A self-regulated gradient interphase for dendrite-free solid-state Li batteries†
Abstract
Solid-state Li metal batteries (SSLMBs) have emerged as an important energy storage technology that offers the possibility of both high energy density and safety by combining a Li metal anode (LMA), a high-capacity cathode and a nonflammable solid-state electrolyte (SSE). However, the major challenges of poor LMA/SSE interface wetting and the easy growth of Li dendrites in SSEs remain unsolved.
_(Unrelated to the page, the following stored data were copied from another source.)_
PR #343, opened 2022-09-15
feat: change stack argument to be optional

### LINKED ISSUE #341: Up command without the stack argument
### Suggestion

Allow `nitric up` to be run without specifying the `-s stackname` argument. If no stacks are found it should prompt to create one, if a single stack is found it should default to it, if multiple stacks are found present a list for the user to pick one.

### Value

It makes the `up` command more convenient, without needing to scan stack files if you can't quite recall the name or only ever work with a single stack.

### Alternatives

An alias - this is ok for a single project but inconvenient when working with many stacks or projects.

HomelessDinosaur:
Closes https://github.com/nitrictech/cli/issues/341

Here, we have addressed these challenges by using a functional gradient Li anode (FGLA), which is formed through a self-regulated reaction between molten Li and AlF3. A composition gradient of Li–LiAl–LiF is spontaneously formed from the reaction of molten Li with AlF3 due to the large difference in interfacial energy between Li/LiAl and Li/LiF, where the LiAl reduces the interface resistance and LiF suppresses Li dendrites. The FGLA not only dramatically reduces the resistance at the FGLA/Li6.5La3Zr1.5Ta0.5O12 (LLZTO) garnet SSE interface to ∼1 Ω cm−2, but also largely increases the critical current density (CCD) to over 3.0 mA cm−2 at room temperature. Moreover, the full cells paired with LiNi0.5Co0.2Mn0.3O2, sulfur and thick LiFePO4 cathodes (∼2.8 mA h cm−2) also show excellent cycling performances. The FGLA design provides a great opportunity for safe and high-energy SSLMBs.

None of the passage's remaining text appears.